● **Directions**
Look through the records that follow. Copy every line containing the word "filter".

● **Entries shown**
PR #165, opened 2018-11-29
feature/refactor_settings

turnerm:
I've stripped all banzai-related imports from `settings.py` and made everything a string. Strings that represent classes or objects are parsed in `main.py`.

I've also restructured `settings.py` into a configuration file. There is a main `Settings` class that can have settings that are shared between imaging & NRES, e.g. the schedulability criterion. It also has a few fixed properties, e.g. selection criteria, that all subclasses must implement. The `Imaging` class then has imaging-specific settings. The version of settings you want can be specified from `main.py`.  

Now in `main.py`, `settings` is only referenced once, in the `parse_args` method. Here, a configuration object is created and passed directly to `PipelineContext`, where all attributes are added to the context object.

### DIFF
--- a/banzai/settings.py
+++ b/banzai/settings.py
@@ -1,7 +1,28 @@
 import operator
+from abc import ABC
 
 
-class Settings:
+class Settings(ABC):
+
+    @property
+    def SELECTION_CRITERIA(self):
+        raise NotImplementedError
+
+    @property
+    def IMAGE_CLASS(self):
+        raise NotImplementedError
+
+    @property
+    def ORDERED_STAGES(self):
+        raise NotImplementedError
+
+    @property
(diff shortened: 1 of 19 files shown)


banzai/settings.py
```diff
@@ -1,79 +1,102 @@
...
 
 from banzai.context import TelescopeCriterion
 from banzai import qc, bias, crosstalk, gain, mosaic, bpm, trim, dark, flats, photometry, astrometry, images
 
 
-# Logger set up
-logging.captureWarnings(True)
+class Settings(ABC):
+
+    @property
```
cmccully: I think you want to use the abstractmethod here instead of a not implemented error.

turnerm: Fixed

PR #168, opened 2018-12-06
Feature/calibs from db

turnerm:


banzai/calibrations.py
```diff
@@ -45,7 +45,7 @@ def run(self, images):
         return processed_images
 
     def do_stage(self, images):
-        min_images = self.pipeline_context.CALIBRATION_MIN_IMAGES.get(self.calibration_type.upper(), -1)
+        min_images = self.pipeline_context.CALIBRATION_MIN_FRAMES.get(self.calibration_type.upper(), -1)
```
cmccully: why is that -1 and not 0?

banzai/context.py
```diff
@@ -35,13 +35,13 @@ def __init__(self, command_line_args, settings,
             elif variable != 'command_line_args':
                 super(PipelineContext, self).__setattr__(variable, local_variables[variable])
 
-        for keyword in vars(command_line_args):
-            super(PipelineContext, self).__setattr__(keyword, getattr(command_line_args, keyword))
-
         for key, value in dict(inspect.getmembers(settings)).items():
             if not key.startswith('_'):
```
cmccully: I would add a comment in settings.py to say that anything prefaced with an underscore will get into pipeline context.

banzai/dbs.py
```diff
@@ -352,23 +352,22 @@ def get_bpm_filename(instrument_id, ccdsum, db_address=_DEFAULT_DB):
...
+                         'dateobs': image.dateobs,
+                         'datecreated': image.datecreated,
+                         'instrument_id': image.instrument.id,
+                         'is_master': image.is_master,
+                         'is_bad': image.is_bad,
                          'attributes': {}}
-    for image_attribute in image_attributes:
-        record_attributes['attributes'][image_attribute] = getattr(image_config, image_attribute)
+    for attribute in image.attributes:
+        record_attributes['attributes'][attribute] = str(getattr(image, attribute))
```
cmccully: I don't think we should cast to a string here.

banzai/dbs.py
```diff
@@ -426,21 +425,28 @@ def instrument_passes_criteria(instrument, criteria):
...
-    calibration_criteria &= CalibrationImage.dateobs < (image.dateobs + datetime.timedelta(days=365))
+        calibration_criteria &= cast(CalibrationImage.attributes[criterion], String) ==\
+                                type_coerce(getattr(image, criterion), JSON)
+
+    if realtime_reduction:
+        # We want to avoid using different master calibrations for the same block, therefore
+        # we make sure the the calibration frame used was created before the block start time
+        logger.debug("Realtime reduction mode is on, therefore we are only selecting master calibration"
+                     "frames with a creation date earlier than the block start date", image=image)
+        calibration_criteria &= CalibrationImage.datecrt < image.block_start
```
cmccully: datecrt.

banzai/dbs.py
```diff
@@ -426,21 +425,28 @@ def instrument_passes_criteria(instrument, criteria):
...
+    else:
+        # Only grab the last year. In principle we could go farther back, but this limits the number
+        # of files we get back. And if we are using calibrations that are more than a year old
+        # it is probably a bad idea anyway.
+        calibration_criteria &= CalibrationImage.dateobs < (image.dateobs + datetime.timedelta(days=365))
     calibration_criteria &= CalibrationImage.dateobs > (image.dateobs - datetime.timedelta(days=365))
```
cmccully: Maybe cut this, and add a warning (to grafana) when a calibration that is older than a month is used?

banzai/dbs.py
```diff
@@ -458,3 +464,56 @@ def get_master_calibration_image(image, calibration_type, master_selection_crite
...
     db_session.close()
     return calibration_file
+
+
+def get_individual_calibration_images(instrument, date_range, calibration_type, selection_criteria,
+                                      db_address=_DEFAULT_DB):
+
+    calibration_criteria = CalibrationImage.type == calibration_type.upper()
+    calibration_criteria &= CalibrationImage.instrument_id == instrument.id
+    calibration_criteria &= CalibrationImage.is_master.isnot(True)
```
cmccully: Let's add this as an option.

banzai/calibrations.py
turnerm: It was due to the possibility of there being 0 images, however I've refactored this section to give a more specific error in case the key is missing.

banzai/context.py
turnerm: Done

banzai/dbs.py
turnerm: Removed

banzai/dbs.py
turnerm: Fixed

banzai/dbs.py
turnerm: Do you mean to Kibana? DId you have in mind something like a QC parameter that tracks whether an old master has been used?

banzai/dbs.py
turnerm: Done

PR #169, opened 2018-12-21
Reafactor for BANZAI NRES

cmccully:
The master calibrations are now imported using the settings.FRAME_CLASS instead of being hard coded to images.Image. This required significant refactoring of the tests. The attributes in the db are now passed around as strings. Settings.py has been refactored to make it easier to override.


banzai/dbs.py
```diff
@@ -337,10 +337,9 @@ def get_instrument(header, db_address=_DEFAULT_DB):
 
 def get_bpm_filename(instrument_id, ccdsum, db_address=_DEFAULT_DB):
     db_session = get_session(db_address=db_address)
-    bpm_query = db_session.query(CalibrationImage).filter(
-                    CalibrationImage.type == 'BPM',
-                    CalibrationImage.instrument_id == instrument_id,
-                    cast(CalibrationImage.attributes['ccdsum'], String) == type_coerce(ccdsum, JSON))
+    bpm_query = db_session.query(CalibrationImage).filter(CalibrationImage.type == 'BPM',
+                                                          CalibrationImage.instrument_id == instrument_id,
+                                                          CalibrationImage.attributes['ccdsum'] == type_coerce(ccdsum, JSON))
```
turnerm: Are you sure you want to take remove `cast`? From [here](https://docs.sqlalchemy.org/en/latest/core/type_basics.html?highlight=json#sqlalchemy.types.JSON):
>Index operations return an expression object whose type defaults to JSON by default, so that further JSON-oriented instructions may be called upon the result type. Note that there are backend-specific idiosyncracies here, including that the PostgreSQL database does not generally compare a “json” to a “json” structure without type casts. These idiosyncracies can be accommodated in a backend-neutral way by making explicit use of the cast() and type_coerce() constructs. Comparison of specific index elements of a JSON object to other objects works best if the left hand side is CAST to a string and the right hand side is rendered as a JSON string

banzai/tests/utils.py
```diff
@@ -53,6 +53,7 @@ class FakeContext(object):
     def __init__(self, preview_mode=False, settings=banzai.settings.ImagingSettings()):
         self.processed_path = '/tmp'
         self.preview_mode = preview_mode
+        self.FRAME_CLASS = FakeImage
```
turnerm: I think `FRAME_CLASS` will be overwritten by the loop below

banzai/dbs.py
cmccully: Added back.

banzai/tests/bias_utils.py
```diff
@@ -0,0 +1,20 @@
+from banzai.tests.utils import FakeContext, FakeImage
+import numpy as np
+from astropy.io import fits
+
+
+class FakeBiasImage(FakeImage):
+    def __init__(self, context=None, data=None, bias_level=0.0, nx=101, ny=103, header=None):
+        super(FakeBiasImage, self).__init__(image_multiplier=bias_level, nx=nx, ny=ny, pipeline_context=context)
+        if data is not None:
```
turnerm: I think these if-statements can be removed since they are also executed in `FakeImage`. And maybe the default header can be set before `super` is called, and then passed directly. This comment also applies to `FakeDarkImage` and `FakeFlatImage`.

cmccully: Done

banzai/tests/bias_utils.py
```diff
@@ -0,0 +1,23 @@
...
+        super(FakeBiasImage, self).__init__(image_multiplier=bias_level, nx=nx, ny=ny)
+        if data is not None:
+            self.data = data
+        if header is None:
+            self.header = fits.Header({'BIASLVL': bias_level, 'OBSTYPE': 'BIAS', 'TELESCOP': '1m0-10'})
+        else:
+            self.header = header
+
+
+def make_context_with_master_bias(bias_level, readnoise, nx, ny):
```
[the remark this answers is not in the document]
cmccully: Done.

● **Finished task**
-    bpm_query = db_session.query(CalibrationImage).filter(
+    bpm_query = db_session.query(CalibrationImage).filter(CalibrationImage.type == 'BPM',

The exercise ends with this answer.